Computers were more successful than doctors in the detection of lung cancer based on the results of the scanner in the new research and offered a new insight into the future of artificial intelligence in medicine.
Identifying patterns and interpreting images – the same skill with which people read the results of the scanner – is a very promising area when it comes to artificial intelligence.
By storing huge amounts of data in systems called artificial neural networks, researchers have been able to train computers to recognize patterns associated with a particular situation.
This system monitors the algorithm and, in the meantime, learns. The more data is stored, the more accurate it is. This process is called deep learning and is already used to enable computers to understand speech and register objects – so the autonomous car recognizes the stop sign.
Google has created systems that help pathologists to read microscopic slides, and ophthalmologists in diagnosing eye diseases.
Researchers from Google and several other medical centers in the new research have applied artificial intelligence to the results of a scanner recorded for the diagnosis of lung cancer, which has only claimed 1.7 million lives in the past year.
In addition to detecting cancer, the scanner also identifies spots that can develop into cancer later, so radiologists can classify patients in risk groups and assessments in which patients need biopsy or more frequent control. The scanner, however, can override a tumor or benign spot replacements for malignant, and different radiologists who examine the same image can have completely different opinions.
The researchers thought that computers might be better able to do a job than a doctor. They created a neural network and gave her photos of patients whose diagnoses had already been determined.

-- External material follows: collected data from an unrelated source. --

PR #288, opened 2019-06-12
chore: refactor test scripts

jahtalab:


package-lock.json
```diff
@@ -1886,6 +1886,12 @@
       "integrity": "sha512-vw3VyFPa9mlba6NZPBZC3q2Zrnkgy5xuCVI43/tTLX6umdYrYvcFtQUKi2zH3PjFZQ9XCxNM/NMrM9uk8TPOzg==",
       "dev": true
     },
+    "@types/node": {
```
vigneshshanmugam: can you undo these changes in `package-lock.json`. Seems unrelated to the PR.

dev-utils/run-script.js
```diff
@@ -51,10 +64,88 @@ function launchSauceConnect() {
...
+    } finally {
+      servers.map(s => s.close())
+      sauceConnectProcess.close(() => {
+        exitCode && process.exit(exitCode)
+      })
+    }
+  })
+}
+
+function serveStatic(path = './', port = 8000) {
```
vigneshshanmugam: Is this server used anywhere?

dev-utils/webdriver.js
```diff
@@ -32,6 +32,10 @@ const logLevels = {
   OFF: { value: Number.MAX_VALUE }
 }
 
+const { join } = require('path')
```
vigneshshanmugam: can you move the require statements to top of the file?

packages/rum/package.json
```diff
@@ -17,7 +17,7 @@
     "build": "webpack",
     "build:dev": "webpack -w",
     "build:main": "npx babel src -d dist/lib --config-file ../../babel.node.js",
-    "build:e2e": "npm run script buildE2eBundles",
+    "build:e2e": "node ../../dev-utils/run-script.js buildE2eBundles packages/rum/test/e2e",
```
vigneshshanmugam: nit: remove the `.js` extension from the scripts.

dev-utils/webdriver.js
```diff
@@ -102,6 +106,59 @@ function isLogEntryATestFailure(entry, whitelist) {
   return result
 }
 
+function getWebdriveBaseConfig(path) {
```
vigneshshanmugam: nit: `getWebdriverConfig` feels better.

jahtalab: I guess it supposed to be the "base config" so that it can be used as a base for the actual config. Not sure though.

packages/rum/package.json
jahtalab: Not sure about removing the extension, might be more clear to have it there. Don't have a strong opinion here though.

dev-utils/run-script.js
jahtalab: Good catch, I removed it!

packages/rum/package.json
vigneshshanmugam: Just to keep it consistent with other scripts in package.json and also feels easy to read on smaller widths(laptop screen).

packages/rum/package.json
```diff
@@ -26,9 +26,9 @@
     "test:node": "npm run script runNodeTests",
     "test:integration": "npm run script runIntegrationTests",
     "test:unit": "node ../../dev-utils/run-script.js runUnitTests false packages/rum",
-    "test:e2e:supported": "npm run script runE2eTests wdio.conf.js",
-    "test:e2e:failsafe": "npm run script runE2eTests wdio-failsafe.conf.js",
-    "test:sauce": "npm run script runSauceTests",
+    "test:e2e:supported": "node ../../dev-utils/run-script.js runE2eTests packages/rum/wdio.conf.js",
+    "test:e2e:failsafe": "node ../../dev-utils/run-script.js runE2eTests packages/rum/wdio-failsafe.conf.js",
+    "test:sauce": "node ../../dev-utils/run-script.js runSauceTests true packages/rum test:unit test:e2e:supported test:e2e:failsafe",
```
vigneshshanmugam: this seems wrong. the point of sauce script tests was to run unit and e2e in parallel.

vigneshshanmugam:
```js
await runAll('test:unit', loggerOpts)
      await runAll(['test:e2e:supported', 'test:e2e:failsafe'], {
        parallel: true,
        printLabel: true,
        ...loggerOpts
      })
```

The set up should look similar to this, Right now it is not.

jahtalab: Since this method is generic we need to provide parallel tasks separately and I think that makes script more complicated. Furthermore, I think it's better to increase the parallel factor of individual tasks instead of running two task at the same time.

packages/rum/package.json
jahtalab: I think we eventually need to move everything under `rum/run-script.js` to `dev-utils/run-script.js` then we can use `npm run script` so let's clean this up in the next iteration when we remove `rum/run-script.js`

packages/rum/package.json
vigneshshanmugam: Not really, its better to at least run the e2e tests parallel. Plus the script takes so many args and its better to just separate those instead of making it more generic. 

```js

// Not exported
function runSauceTests(takstoRun, flag) {
 // stays the same
// Decide on serial parallel here based on flag
}

/ / Exported method
export function startSauceTest(packageName) {
  const tasks = []
  
  if(packageName === "rum"  {
    tasks.push(...)
  } else if(packageName === "react"){
      // do something here
  }

 return runSauceTest(tasks, flag)
}
```

Package.json would look like
```json
"test:sauce":  "node ./run-script startSauceTest package/rum"
```

Currently both the `package.json` and script seems to everything together with lots of parameters. Its better to move them to a single place. Makes it easier to understand and also reason about.

dev-utils/run-script.js
```diff
@@ -51,10 +63,71 @@ function launchSauceConnect() {
...
+function runSauceTests(serve = 'true', path = './', ...scripts) {
+  /**
+   * `console.logs` from the tests will be truncated when the process exits
+   * To avoid truncation, we flush the data from stdout before exiting the process
+   */
+  if (process.stdout.isTTY && process.stdout._handle) {
+    process.stdout._handle.setBlocking(true)
+  }
+
+  let servers = []
```
vigneshshanmugam: since you are already refactoring,  I would completely remove this `serve` flag and just start server by default.

packages/rum/package.json
jahtalab: I think the difference in performance is not significant, if any at all. 
The approach in your code is not generic, it has special cases for packages. this is not scalable for multiple packages and it's hard to keep track of.

IMO, it's better to consume all possible sessions for each individual tasks. why do you think running two tasks in parallel has any advantage?

dev-utils/run-script.js
jahtalab: The serve flag is useful for development. e.g. if you want to only run the tests but don't want each time to take bring up a new server which takes time.

packages/rum/package.json
jahtalab: Also running in parallel makes finding failures and keeping track of tests harder since the failsafe and supported results are mixed together:

image

dev-utils/run-script.js
vigneshshanmugam: I like to avoid too many moving parts in the code, We could just start the servers before and move the logical parts out.

packages/rum/package.json
vigneshshanmugam: > I think the difference in performance is not significant, if any at all.

Do we have any numbers here? 

> The approach in your code is not generic, it has special cases for packages. this is not scalable for multiple packages and it's hard to keep track of.

No ,ignore the tasks on whether its serial or parallel. Look at the number of flags that is getting passed to the package.json script. It looks totally weird. I proposed to have them in a single place inside single function. 

```json
"test:sauce":  "node ./run-script startSauceTest package/rum"
```

> Also running in parallel makes finding failures and keeping track of tests harder since the failsafe and supported results are mixed together:

its just output aggregation, you can just set `aggregateOutput`: true and it would fix it.

vigneshshanmugam: I am fine with keeping tasks in serial if tests time delta is not significant. But lets try to keep the package.json a bit clean. It really gets messy by keeping list of tasks there along with other args.

dev-utils/run-script.js
```diff
@@ -51,10 +63,71 @@ function launchSauceConnect() {
...
+    servers = startTestServers(join(PROJECT_DIR, path))
+  }
+  /**
+   * Decides the saucelabs test status
+   */
+  let exitCode = 0
+  const loggerOpts = {
+    stdout: process.stdout,
+    stderr: process.stderr,
+    parallel: false,
```
vigneshshanmugam: if you decide to run tasks in serial, let's remove this key and also printLabel, default is false anyways.

packages/rum/package.json
jahtalab: I don't see an issue with the number of arguments send to a function, the issue I think is that they don't have names so ideally it should be `node ./run-script startSauceTest --package=package/rum`. similar to how we use lerna `lerna run test --stream --scope=$SCOPE --no-prefix`

In any case, we can always iterate on this, I don't think we should fix everything in this PR.

vigneshshanmugam: We have been doing this iteration for quite some time and that was the reason why I suggested this change. What I meant is to keep the package.json clean and scripts convey what its doing instead of making everything generic. 
```json
"test: sauce": "node ./run-script startSauceTest --package=package/rum"
```
will stay the same and just the tasks will be moved closer to the script. 

```js
const TASKS_FOR_RUM = ["unit", "e2e"]
function startSauceTest(package) {
   let tasks = []
    if(package==="rum") . {
        tasks.concat(TASKS_FOR_RUM)
   }
}
```

I am fine with merging this PR as it as now.

jahtalab: FWIW, I think having special cases in a generic script is not a good idea and certainly makes the script harder to follow when we have 3 or more packages, but I'm open to other suggestions.

Thanks for the review 👍

vigneshshanmugam: My whole reasoning behind it was bloated `package.json`. If we have to run another taks, the list keeps on growing. Its better to keep them in a single place where generic script lies. We can merge the PR and revisit it later if needed.  Lets not spend more time on this 😄

PR #294, opened 2019-06-17
feat(rum-core): use page url as default name for page-load transaction

### LINKED ISSUE #255: Provide a default name for page load transactions
Since we have changed how Kibana shows most impactful transactions we might be able to use page url for the transaction name by default now. We should investigate if there are other potential issues with this approach.

vigneshshanmugam:
+ fixes elastic/apm-agent-rum-js#255

### DIFF
--- a/packages/rum-core/src/performance-monitoring/span-base.js
+++ b/packages/rum-core/src/performance-monitoring/span-base.js
@@ -29,7 +29,16 @@ import { NAME_UNKNOWN, TYPE_CUSTOM } from '../common/constants'
 class SpanBase {
   // context
 
-  constructor(name = NAME_UNKNOWN, type = TYPE_CUSTOM, options = {}) {
+  constructor(name, type, options = {}) {
+    /**
+     * Check for undefined and '' string
+     */
+    if (!name) {
+      name = NAME_UNKNOWN
+    }
+    if (!type) {
+      type = TYPE_CUSTOM
+    }
     this.options = options
     this.name = name
     this.type = type
--- a/packages/rum-core/src/performance-monitoring/transaction-service.js
+++ b/packages/rum-core/src/performance-monitoring/transaction-service.js
@@ -24,8 +24,12 @@
  */
 
 import Transaction from './transaction'
-import { extend, getPageLoadMarks } from '../common/utils'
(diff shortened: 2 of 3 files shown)


packages/rum-core/src/performance-monitoring/transaction-service.js
```diff
@@ -122,14 +126,6 @@ class TransactionService {
   startTransaction(name, type, options) {
     const perfOptions = this.createPerfOptions(options)
 
-    if (!type) {
```
vigneshshanmugam: Already taken care in `span-base` https://github.com/elastic/apm-agent-rum-js/blob/0116f68aca3eccf5bc3fafcee6d13e87de8d656b/packages/rum-core/src/performance-monitoring/span-base.js#L32

packages/rum-core/src/performance-monitoring/span-base.js
```diff
@@ -29,7 +29,16 @@ import { NAME_UNKNOWN, TYPE_CUSTOM } from '../common/constants'
 class SpanBase {
   // context
 
-  constructor(name = NAME_UNKNOWN, type = TYPE_CUSTOM, options = {}) {
+  constructor(name, type, options = {}) {
```
vigneshshanmugam: default assignments checks for undefined values. Wont work for empty strings. Since our config-service has default values of `''` this check is moved here to handle all spans and transactions.

packages/rum-core/src/performance-monitoring/transaction-service.js
```diff
@@ -160,19 +155,18 @@ class TransactionService {
...
         tr.traceId = perfOptions.pageLoadTraceId
       }
       if (perfOptions.pageLoadSampled) {
         tr.sampled = perfOptions.pageLoadSampled
       }
-      /**
-       * Retriving the name before transaction ends should reflect
-       * the correctg page load transaction name
-       */
-      if (tr.name === NAME_UNKNOWN && perfOptions.pageLoadTransactionName) {
```
vigneshshanmugam: This is totally unnecessary, We send the `pageLoadTransactionName` from `apm-base` which already handles this  scenario.

jahtalab:
Decided against this change until the UI is improved to handle this, we should extract other improvements from this PR and close this one.

vigneshshanmugam:
Closing this in favor of #304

“The whole experimental process seems to be like teaching a student at school,” says Dr. Daniel Ce from Google, the author of the research article. “We use huge data sets to train the machine, give us lessons and quizzes so that we can begin to learn what cancer is and what it wants, and what will not develop in cancer in the future.”

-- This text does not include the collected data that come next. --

PR #299, opened 2019-06-25
chore: add chrome 74 to e2e test

vigneshshanmugam:
+ test to figure out if DT works as expected in latest browsers.

### DIFF
--- a/dev-utils/test-config.js
+++ b/dev-utils/test-config.js
@@ -97,10 +97,6 @@ function getBrowserList() {
       version: '52'
     },
     {
-      browserName: 'firefox',
-      version: '66'
-    },
-    {
       browserName: 'safari',
       platform: 'OS X 10.11',
       version: '9.0'
--- a/dev-utils/test-config.js
+++ b/dev-utils/test-config.js
@@ -103,12 +103,7 @@ function getBrowserList() {
     {
       browserName: 'safari',
       platform: 'OS X 10.11',
-      version: '9.1'
-    },
-    {
-      browserName: 'safari',
-      platform: 'OS X 10.11',
-      version: '12.1'
+      version: '9.0'
     },
     {
       browserName: 'internet explorer',
@@ -128,7 +123,7 @@ function getBrowserList() {
       platformName: 'android'
     },
     {
-      appiumVersion: '1.9.1',
+      appiumVersion: '1.13.0',
       deviceName: 'iPhone Simulator',
       deviceOrientation: 'portrait',
       platformVersion: '12.2',
--- a/dev-utils/test-config.js
+++ b/dev-utils/test-config.js
@@ -93,6 +93,10 @@ function getBrowserList() {
       version: '62'
     },
     {
+      browserName: 'chrome',
+      version: '74'
+    },
+    {
       browserName: 'firefox',
       version: '59'
     },
--- a/dev-utils/test-config.js
+++ b/dev-utils/test-config.js
@@ -81,6 +81,11 @@ function getWebpackEnv() {
   }
 }
 
+/**
+ * Supported lowest and highest versions across major browser platform
+ *
+ * The list below is based purely on the market share distribution.
+ */
 function getBrowserList() {
   return [
     {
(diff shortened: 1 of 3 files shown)


dev-utils/test-config.js
```diff
@@ -92,6 +92,10 @@ function getBrowserList() {
       browserName: 'chrome',
       version: '62'
```
jahtalab: Maybe we should just change this to 74 instead, since their market share drops significantly after a new updates comes out!

vigneshshanmugam: I started this test after one of our discuss issue on chrome 74. Let's come up with some small list that we have to run tests on. I was thinking to have 1 with least -> mid range -> current/latest. What are your thoughts?

jahtalab: I think we should keep the lowest version and the highest! IMO, the benefit of having a mid decreases as new versions become available since in most cases it will automatically update and in the case of chrome new versions are quite frequent!

vigneshshanmugam: Yeah sure. I will come update the list with new versions on each platform and will move the PR status accordingly. 

DT works fine in chrome 74. Probably you can link the PR to the discuss chat if you would like the user to have a look.

dev-utils/test-config.js
```diff
@@ -119,10 +119,10 @@ function getBrowserList() {
       platformName: 'android'
     },
     {
-      appiumVersion: '1.9.1',
+      appiumVersion: '1.13.0',
       deviceName: 'iPhone Simulator',
       deviceOrientation: 'portrait',
-      platformVersion: '11.1',
+      platformVersion: '12.2',
```
jahtalab: Why do we need to drop support for iOS 11?

packages/rum-core/test/common/fetch-patch.spec.js
```diff
@@ -25,28 +25,31 @@
...
-      events.push({
-        event,
-        task
-      })
+      if (task.source === FETCH_SOURCE) {
+        events.push({
+          event,
+          task
+        })
+      }
```
jahtalab: I think this is part of the tests, in other words we add all of the events to the array to make sure we only get the ones that are relevant to the test.

We should improve the tests to account for this.

packages/rum-core/test/common/xhr-patch.spec.js
```diff
@@ -29,20 +29,27 @@ import {
...
-      events.push({
-        event,
-        task
-      })
+      if (task.source === XMLHTTPREQUEST_SOURCE) {
+        events.push({
+          event,
+          task
+        })
+      }
```
jahtalab: Same here.

dev-utils/test-config.js
vigneshshanmugam: We are not dropping, 12.2 has the major share so i just updated it since we already test for safari 9.1 in mac. least + current.

packages/rum-core/test/common/fetch-patch.spec.js
vigneshshanmugam: Since we use a global `events` variable to account for this, Our tests are getting flaky and breaking sometime. Check this 
```
LOG: Object{event: 'schedule', task: Object{source: 'XMLHttpRequest.send', state: 'invoke', type: 'macroTask', ignore: undefined, data: Object{target: ..., method: ..., sync: ..., url: ..., args: ..., aborted: ...}}},
LOG: Object{event: 'invoke', task: Object{source: 'fetch', state: 'invoke', type: 'macroTask', data: Object{target: ..., method: ..., sync: ..., url: ..., args: ..., aborted: ..., error: ...}}},
LOG: Object{event: 'invoke', task: Object{source: 'XMLHttpRequest.send', state: 'invoke', type: 'macroTask', ignore: undefined, data: Object{target: ..., method: ..., sync: ..., url: ..., args: ..., aborted: ...}}}
```

jahtalab: There seems to be a bug in one of our tests in `fetch-patch.spec.js` that ends the test before the async operation is done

The system was tested in 6,716 cases in which the diagnosis is already known and in 94 percent of cases it has been diagnosed with accurate diagnosis.
Compared to six extraordinary radiologists, the deep learning system had less false positives and negative diagnoses.

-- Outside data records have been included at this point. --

PR #304, opened 2019-06-26
chore: use default name and type for transaction and spans

vigneshshanmugam:
+ Set the default name and type for all transaction and span and remove the check in other places on the codebase. 
+ Extracted from other PR elastic/apm-agent-rum-js#294

### DIFF
--- a/packages/rum-core/src/performance-monitoring/span-base.js
+++ b/packages/rum-core/src/performance-monitoring/span-base.js
@@ -29,7 +29,16 @@ import { NAME_UNKNOWN, TYPE_CUSTOM } from '../common/constants'
 class SpanBase {
   // context
 
-  constructor(name = NAME_UNKNOWN, type = TYPE_CUSTOM, options = {}) {
+  constructor(name, type, options = {}) {
+    /**
+     * Check for undefined and empty string
+     */
+    if (!name) {
+      name = NAME_UNKNOWN
+    }
+    if (!type) {
+      type = TYPE_CUSTOM
+    }
     this.options = options
     this.name = name
     this.type = type
--- a/packages/rum-core/src/performance-monitoring/transaction-service.js
+++ b/packages/rum-core/src/performance-monitoring/transaction-service.js
@@ -25,7 +25,7 @@
 
 import Transaction from './transaction'
 import { extend, getPageLoadMarks } from '../common/utils'
-import { PAGE_LOAD, NAME_UNKNOWN, TYPE_CUSTOM } from '../common/constants'
+import { PAGE_LOAD, NAME_UNKNOWN } from '../common/constants'
 import Subscription from '../common/subscription'
 import { captureHardNavigation } from './capture-hard-navigation'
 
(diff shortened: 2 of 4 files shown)


packages/rum-core/src/performance-monitoring/transaction-service.js
```diff
@@ -111,7 +111,6 @@ class TransactionService {
         pageLoadTraceId: config.pageLoadTraceId,
         pageLoadSampled: config.pageLoadSampled,
         pageLoadSpanId: config.pageLoadSpanId,
-        pageLoadTransactionName: config.pageLoadTransactionName,
```
jahtalab: Why we don't need this here? We should still set the correct transaction name at the start of the transaction.
I think we discuss this previously, the transaction should have the correct name as soon as possible, e.g. in case we want to decide sampling based on the name.

packages/rum-core/src/performance-monitoring/transaction-service.js
```diff
@@ -164,13 +155,6 @@ class TransactionService {
       if (perfOptions.pageLoadSampled) {
         tr.sampled = perfOptions.pageLoadSampled
       }
-      /**
-       * Retriving the name before transaction ends should reflect
```
jahtalab: The same here, we need to set the correct name at the start of the transaction.

vigneshshanmugam: Its already set as part of apm-base https://github.com/elastic/apm-agent-rum-js/blob/b073f7f7a4c2ffdc248b8c5d6eff5a13c5eb0afd/packages/rum/src/apm-base.js#L75.  I really have no clue why we need this like 3 places if apm-base is the once that sets the listener and registers for capturing the page-load transaction.

packages/rum-core/src/performance-monitoring/transaction-service.js
vigneshshanmugam: explained in the below comment.

packages/rum-core/src/performance-monitoring/transaction-service.js
jahtalab: I think we should remove the one in the apm-base, to avoid having the logic split in multiple places and keep the page load logic in transaction service!

packages/rum-core/src/performance-monitoring/span-base.js
```diff
@@ -29,7 +29,16 @@ import { NAME_UNKNOWN, TYPE_CUSTOM } from '../common/constants'
 class SpanBase {
   // context
 
-  constructor(name = NAME_UNKNOWN, type = TYPE_CUSTOM, options = {}) {
+  constructor(name, type, options = {}) {
+    /**
+     * Check for undefined and empty string
```
jahtalab: We should have caught this once we did this change recently, would you please add tests for falsy values to make sure default values are always used!

packages/rum-core/src/performance-monitoring/transaction-service.js
vigneshshanmugam: Sure, in that case lets' have it here.

jahtalab: Would you please add a comment to make it clear for future!

vigneshshanmugam: Sure thing.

Dr. Erik Topol, who writes about artificial intelligence in medicine, but did not participate in the study, said: “I am pretty sure this discovery will be useful, but it must be proven first.”
A radiologist who misinterprets the recording can harm one patient, while the artificial intelligence system that does not work can perfectly harm many, warns Dr. Topol. Before this system is used in practice, he adds, it should be tested in real terms.
“We work with institutions around the world to find out which is the most productive way to implement this technology in clinical practice,” says Dr. Ce. “We do not want to run in front of the ore.”